_RECORD EXTRACTS_:
┌────────

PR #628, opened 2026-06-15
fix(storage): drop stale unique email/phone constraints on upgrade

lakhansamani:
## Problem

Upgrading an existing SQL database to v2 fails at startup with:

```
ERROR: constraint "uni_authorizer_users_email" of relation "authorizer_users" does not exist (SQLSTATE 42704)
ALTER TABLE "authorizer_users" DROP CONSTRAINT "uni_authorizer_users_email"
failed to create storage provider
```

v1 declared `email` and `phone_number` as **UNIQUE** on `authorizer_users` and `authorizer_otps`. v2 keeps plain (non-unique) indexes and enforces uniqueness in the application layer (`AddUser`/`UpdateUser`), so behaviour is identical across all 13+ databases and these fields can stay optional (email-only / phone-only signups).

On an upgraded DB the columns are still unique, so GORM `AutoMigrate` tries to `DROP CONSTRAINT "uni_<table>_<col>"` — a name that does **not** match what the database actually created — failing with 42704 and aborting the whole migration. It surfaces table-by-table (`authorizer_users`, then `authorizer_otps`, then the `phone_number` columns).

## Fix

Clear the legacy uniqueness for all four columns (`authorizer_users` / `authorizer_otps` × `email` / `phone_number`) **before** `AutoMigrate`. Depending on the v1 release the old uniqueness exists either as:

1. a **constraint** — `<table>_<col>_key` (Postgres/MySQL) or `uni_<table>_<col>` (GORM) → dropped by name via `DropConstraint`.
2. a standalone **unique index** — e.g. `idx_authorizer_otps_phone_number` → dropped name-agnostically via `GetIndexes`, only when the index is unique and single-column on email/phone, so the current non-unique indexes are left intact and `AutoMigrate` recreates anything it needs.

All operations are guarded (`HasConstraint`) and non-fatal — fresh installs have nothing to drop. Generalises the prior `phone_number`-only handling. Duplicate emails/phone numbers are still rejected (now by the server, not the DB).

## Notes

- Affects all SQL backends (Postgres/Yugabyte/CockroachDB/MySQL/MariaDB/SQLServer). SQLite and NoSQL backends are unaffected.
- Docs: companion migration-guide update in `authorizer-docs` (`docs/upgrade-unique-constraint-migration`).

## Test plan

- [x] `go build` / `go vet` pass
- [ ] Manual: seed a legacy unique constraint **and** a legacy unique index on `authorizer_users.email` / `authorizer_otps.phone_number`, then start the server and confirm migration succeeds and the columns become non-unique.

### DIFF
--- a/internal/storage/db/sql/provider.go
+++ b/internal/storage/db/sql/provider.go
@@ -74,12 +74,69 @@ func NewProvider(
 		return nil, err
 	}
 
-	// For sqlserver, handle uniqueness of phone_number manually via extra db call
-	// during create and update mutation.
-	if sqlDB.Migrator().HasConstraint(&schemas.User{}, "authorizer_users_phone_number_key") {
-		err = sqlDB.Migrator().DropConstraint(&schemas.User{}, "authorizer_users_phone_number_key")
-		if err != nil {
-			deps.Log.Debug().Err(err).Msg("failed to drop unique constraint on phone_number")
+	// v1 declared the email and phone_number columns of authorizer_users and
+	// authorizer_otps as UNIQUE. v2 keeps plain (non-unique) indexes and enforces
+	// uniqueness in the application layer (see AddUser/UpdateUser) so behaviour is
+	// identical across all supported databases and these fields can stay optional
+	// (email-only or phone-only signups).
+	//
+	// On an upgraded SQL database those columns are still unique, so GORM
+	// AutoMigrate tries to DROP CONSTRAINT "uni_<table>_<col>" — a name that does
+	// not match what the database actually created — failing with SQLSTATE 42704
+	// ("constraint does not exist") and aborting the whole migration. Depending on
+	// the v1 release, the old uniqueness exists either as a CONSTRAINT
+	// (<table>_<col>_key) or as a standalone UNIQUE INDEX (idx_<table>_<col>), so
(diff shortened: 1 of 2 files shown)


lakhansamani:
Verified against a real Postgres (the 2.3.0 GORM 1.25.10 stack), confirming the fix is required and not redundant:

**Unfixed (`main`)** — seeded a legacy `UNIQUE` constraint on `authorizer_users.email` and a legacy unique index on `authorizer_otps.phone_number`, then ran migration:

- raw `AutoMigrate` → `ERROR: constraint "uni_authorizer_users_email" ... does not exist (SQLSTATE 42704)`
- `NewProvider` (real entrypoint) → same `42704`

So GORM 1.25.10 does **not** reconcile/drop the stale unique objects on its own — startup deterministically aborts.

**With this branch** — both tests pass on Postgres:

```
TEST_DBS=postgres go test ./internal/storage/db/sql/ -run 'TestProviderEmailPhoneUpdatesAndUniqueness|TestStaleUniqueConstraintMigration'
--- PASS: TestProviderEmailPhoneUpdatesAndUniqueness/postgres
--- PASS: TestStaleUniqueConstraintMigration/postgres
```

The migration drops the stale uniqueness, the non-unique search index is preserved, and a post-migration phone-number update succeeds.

└────────

_WHAT IS EXPECTED_:
Out of the entries above, write out only the lines between the line holding "migration. Depending on" and the line holding "(real entrypoint) →", inclusive, each exactly as given.

_RESPONSE_:
+	// ("constraint does not exist") and aborting the whole migration. Depending on
+	// the v1 release, the old uniqueness exists either as a CONSTRAINT
+	// (<table>_<col>_key) or as a standalone UNIQUE INDEX (idx_<table>_<col>), so
(diff shortened: 1 of 2 files shown)


lakhansamani:
Verified against a real Postgres (the 2.3.0 GORM 1.25.10 stack), confirming the fix is required and not redundant:

**Unfixed (`main`)** — seeded a legacy `UNIQUE` constraint on `authorizer_users.email` and a legacy unique index on `authorizer_otps.phone_number`, then ran migration:

- raw `AutoMigrate` → `ERROR: constraint "uni_authorizer_users_email" ... does not exist (SQLSTATE 42704)`
- `NewProvider` (real entrypoint) → same `42704`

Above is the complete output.